Unloading my chair onto my patio while Vcunning's rests on the trailer.  And let me say that with the stands on, the chairs weigh easily over 300lbs a piece, and trying to get one off the trailer isn't exactly an easy one man job!






I still need to sand and paint the stands,  but my chair has arrived on my patio and I think compliments my ski chair pretty well! 











Since the actual numbers of the chairs were on the grip assembly which were removed and used on the new grand summit chairs, with the exception of the gold painted chair #50(which will be auctioned off his fall with all proceeds going to local West Dover, VT charities), its impossible to know which number chair one has.  But it is fun to sit on it and wonder just exactly how many times over the 25 or so years this chair was hanging from the haul rope that I've ridden on it before!


----------



## Nick (Aug 13, 2011)

I like they Adirondack Chair made from skis 

Sent with Tapatalk


----------



## deadheadskier (Aug 13, 2011)

nice collection of Rossi 4S, 4G and 3G in that chair.


----------



## drjeff (Aug 13, 2011)

Nick said:


> I like they Adirondack Chair made from skis
> 
> Sent with Tapatalk





deadheadskier said:


> nice collection of Rossi 4S, 4G and 3G in that chair.



Yup, that's what the intention was an adirondack style chair.  And, I affectionately call this chair my late 80's/early 90's Rossi Chair!


----------



## Glenn (Aug 13, 2011)

Darn mobile site!  I'll have to jump on the laptop later to see the pics.


----------



## Glenn (Aug 15, 2011)

Those look great Jeff! I like how the shop angled the ends of the square tubing before capping them. Very impressive!


----------



## drjeff (Aug 15, 2011)

Glenn said:


> Those look great Jeff! I like how the shop angled the ends of the square tubing before capping them. Very impressive!



Glenn, the guy at the welding shop who did all the fabrication work on the 3 chairs really seemed like he had a fun time working on them, atleast it came across that way as I was talking with him as he was loading them onto the trailer, and I think the results show that.  As he put it, this job wasn't the usual weld some structural steel for a building or weld an 18 wheeler trailer back together that he usually spends most of his time doing!  He also told me that in the few days between when he finished the chairs and I picked them up, that there were 5 or 6 other customers of the shop that saw the finished project and inquired if the shop could make something similar for them (chair and all!)


----------



## Glenn (Aug 15, 2011)

It's certainly not something you see every day! And I imagine you got quite a few looks when hauling that trailer down the highway. 

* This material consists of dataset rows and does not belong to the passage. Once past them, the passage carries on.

PR #110, opened 2021-01-06
IGAPP-37: Social media preview

klinzo:


web/src/modules/common/containers/Helmet.js
```diff
@@ -27,12 +28,20 @@ class Helmet extends React.PureComponent<PropsType> {
...
     const { pageTitle, cityModel, metaDescription } = this.props
+    const previewImageUrl = new URL(buildConfig().shareBaseUrl)
+    previewImageUrl.pathname = buildConfig().icons.socialMediaPreview
 
     return <ReactHelmet>
       {pageTitle && <title>{pageTitle}</title>}
       {cityModel && !cityModel.live && <meta name='robots' content='noindex' />}
       {metaDescription && <meta name='description' content={metaDescription} />}
       {this.getLanguageLinks()}
+      {/* https://developers.facebook.com/docs/sharing/webmasters */}
```
SteffiStuffel, line 39: Is this comment helpful / necessary ?

maxammann: I tihnk it is good as it shows how the og: tags work.

maxammann (approved):
Does this also work for twitter an dothe rsocial meida pages? Which do we want to support?

web/src/modules/common/containers/Helmet.js
klinzo: I'll add a little more info here.

klinzo:
> Does this also work for twitter and other social media pages? Which do we want to support?

According to this post it works for facebook, twitter and linkedin at least. I think we just have to test afterwards whether this is working for the platforms we need as I don't see a way to test this without deploying first.

maxammann:
Oke cool, did not read the post :) that is very fine

klinzo:
> Oke cool, did not read the post :) that is very fine

Sorry, forgot to include the post :facepalm: https://ahrefs.com/blog/open-graph-meta-tags/

Taggotty (approved):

I bet that guy wish he had a few more that he could weld up and sell. Again, he did a really good job. Those will last a good long time!


----------



## vcunning (Aug 15, 2011)

We invited DrJeff and family over for lunch the other day.  Here's how the conversation went.

*Vince:*  Jeff, why don't you and the family come over and we'll have a cookout on Sunday
*Jeff: * Vince, great idea.  We see each other every weekend in the winter, but hardly ever in these lame summer months.
*Vince: * Excellent.  Just bring yourselves and your current Ski Area Management Magazine.  I'll see if we can get Halley to autograph the covers for us?
*Jeff:*  Are you sure we can't bring anything?
*Vince:*  Nope, we're all set.

So Jeff and family arrive at our place and what do they show up with?

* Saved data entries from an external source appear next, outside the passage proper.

PR #111, opened 2021-01-07
IGAPP-411: Fix dashboard navigation items cut on small screens

SteffiStuffel:


klinzo:
This PR does fix this issue, right? https://issues.tuerantuer.org/browse/IGAPP-367

SteffiStuffel:
> This PR does fix this issue, right? https://issues.tuerantuer.org/browse/IGAPP-367

Yeah, seems to be the same issue as 411, if i get it right.

klinzo:
> > This PR does fix this issue, right? https://issues.tuerantuer.org/browse/IGAPP-367
> 
> Yeah, seems to be the same issue as 411, if i get it right.

Nice, then I'll reject it.

web/src/modules/layout/components/Header.js
```diff
@@ -92,7 +92,6 @@ const NavigationBar = styled.div`
   flex: 1 1 0%; /* The % unit is necessary for IE11 */
   align-items: stretch;
   justify-content: center;
-  overflow-y: hidden;
```
klinzo, line 95: AFAICS (according to git blame) this line was added to hide the scrollbar. Do you think there is another solution to this problem?

maxammann: I found this snipped to hide scrollbars but keep functionality.

maybe that works better for some weird css reason:

```
 /* Hide scrollbar for Chrome, Safari and Opera */
.example::-webkit-scrollbar {
  display: none;
}

/* Hide scrollbar for IE, Edge and Firefox */
.example {
  -ms-overflow-style: none;  /* IE and Edge */
  scrollbar-width: none;  /* Firefox */
} 
```

SteffiStuffel: I added the code Max suggested, but i can't see any difference. Tested on Safari on iOS, local Chrome-Browser and in the Android Emulator.
Which solution do you prefer / should we merge or rather do you see any difference?

Schedulaar: If I remember correctly, some scroll bar was shown on android... Not sure though

SteffiStuffel: Thanks for the hint with firefox. Tested this on ios and android emulator, but there is also not scrollbar.

ios firefox
android firefox

Taggotty: Could also not reproduce any scrollbar. @klinzo how old was the change with the scrollbar? Maybe we fixed it sometime in between.

klinzo: Okay, nice :+1: I just used firefox and set dimension to an iPhone :) But I guess this is fine then.

klinzo (approved):
You can write a release note if you want :)

release-notes/unreleased/IGAPP-411-fix-menu-bar-on-small-screens.yml
```diff
@@ -0,0 +1,7 @@
+issue_key: IGAPP-363
+show_in_stores: true
+platforms:
+  - android
+  - ios
+en: Hide redundant navigation items.
+de: Redundante Navigationselemente werden nun nicht mehr angezeigt.
```
klinzo, line 7: Nothing against copy and paste but I guess you should change this :D

klinzo (changes requested):

release-notes/unreleased/IGAPP-411-fix-menu-bar-on-small-screens.yml
SteffiStuffel: How does this happen?? Sorry. I fixed it.

klinzo (approved):

maxammann (approved):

Good thing it was raining.  This puppy (with the new welded stand) probably goes around 325 pounds.  Water and asphalt seem to make a slippery surface to move it onto our basketball court (where the final sanding and painting will take place).   I like the height of the lift.  Notice the 6'4" DrJeff can barely touch the ground when seated.

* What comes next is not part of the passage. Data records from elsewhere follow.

PR #112, opened 2021-01-14
IGAPP-373: Add search string to url

SteffiStuffel:


web/src/routes/search/containers/SearchPage.js
```diff
@@ -69,7 +73,10 @@ export class SearchPage extends React.Component<PropsType, LocalStateType> {
       .concat(categoriesWithContent)
   }
 
-  handleFilterTextChanged = (filterText: string) => this.setState({ filterText: filterText })
+  handleFilterTextChanged = (filterText: string) => {
+    this.setState({ filterText: filterText })
+    history.replaceState(null, '', `${this.props.location.pathname}?query=${filterText}`)
```
klinzo, line 78: Not sure whether something like `query-string.stringify({query: filterText}` would be better.

Additional observation: If filterText is empty, the url becomes `integreat.app/augsburg/de/search?query=`. Not sure if this should be handled separately...

klinzo (commented):
Works like a charm!
Do you think you could test this new behavior as we currently try to increase coverage. Not sure how difficult this is though.
Also a release note would be nice as this is a nice feature :+1:

web/src/routes/search/containers/SearchPage.js
maxammann: I think we  should remove the whole query string if query is empty.

maxammann (approved):

maxammann (approved):

release-notes/unreleased/IGAPP-373-add-search-query-to-url.yml
```diff
@@ -0,0 +1,6 @@
+issue_key: 373
+show_in_stores: true
```
klinzo, line 2: JFYI: As there are no stores on web, you can just set this to false and omit the german release note text below :)

web/src/routes/search/containers/__tests__/SearchPage.spec.js
```diff
@@ -157,4 +157,30 @@ describe('SearchPage', () => {
...
+      )
+      searchPage.instance().handleFilterTextChanged('ChangeToThis')
+      expect(global.window.location.href).toMatch(/\?query=ChangeToThis/)
+    })
+    it('should remove ?query= when filteredText is empty', () => {
+      const searchPage = shallow(
+        <SearchPage categories={categories} location={location} t={t}/>
+      )
+      searchPage.instance().handleFilterTextChanged('')
+      expect(global.window.location.href).toMatch(/^((?!\?query=).)*$/)
```
klinzo, line 185: You like regex? :eyes: :+1:

release-notes/unreleased/IGAPP-373-add-search-query-to-url.yml
SteffiStuffel: Yeah i was wondering about that already. Thanks for the information :)

web/src/routes/search/containers/__tests__/SearchPage.spec.js
```diff
@@ -157,4 +157,30 @@ describe('SearchPage', () => {
       location
     })
   })
+
+  describe('Tests for url query', () => {
+    it('should set state from url', () => {
+      const location = createLocation({
+        type: SEARCH_ROUTE, payload: { city, language }, query: { query: 'SearchForThis' }
+      })
+      const searchPage = shallow(
```
klinzo, line 168: We want to convert our tests from using enzyme to those using the react testing library: https://testing-library.com/docs/react-testing-library/intro/. This is fine for now, in the future best use this library though.

klinzo (approved):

Spectacular creative welding working by DrJeff's guy.  I love how he tapered the ends of the stand:











So with a hot tub, swingset, horseshoe pit, sandbox, tetherball and basketball court in our backyard, the addition of the chair will elevate us to white trash status here in suburban Connecticut.

Thanks Jeff for the pickup, fabrication and delivery.  I'm looking forward to a great ski season with you guys this year.


----------



## Glenn (Aug 16, 2011)

Awesome Vince! A great addition to the house!


----------



## bheemsoth (Aug 16, 2011)

I am very impressed! How much did the fabrication work cost? I assume you got it done by a shop here in CT?


----------



## vcunning (Aug 16, 2011)

bheemsoth said:


> I am very impressed! How much did the fabrication work cost? I assume you got it done by a shop here in CT?



DrJeff will have to answer that (as he arranged all the work) . . . But I think he undercharged me.  I paid him in PBRs.  3 cases of tallboys.


----------



## drjeff (Aug 17, 2011)

bheemsoth said:


> I am very impressed! How much did the fabrication work cost? I assume you got it done by a shop here in CT?



My local shop charged me $320 per chair (tax inclued).  2 4 foot sections of 1/4" square tube steel for the supports per chair,  chair prep work (including having to cut off a 6" section of square tube on the outsite of one of the vertical arms of each chair that Mount Snow used to insert a bike hanging rack in when they had mountain biking from the summit) and about 3 hours total of fabrication/finishing time per chair.

The shop that did the work is Beaudreau's Welding in Dayville


----------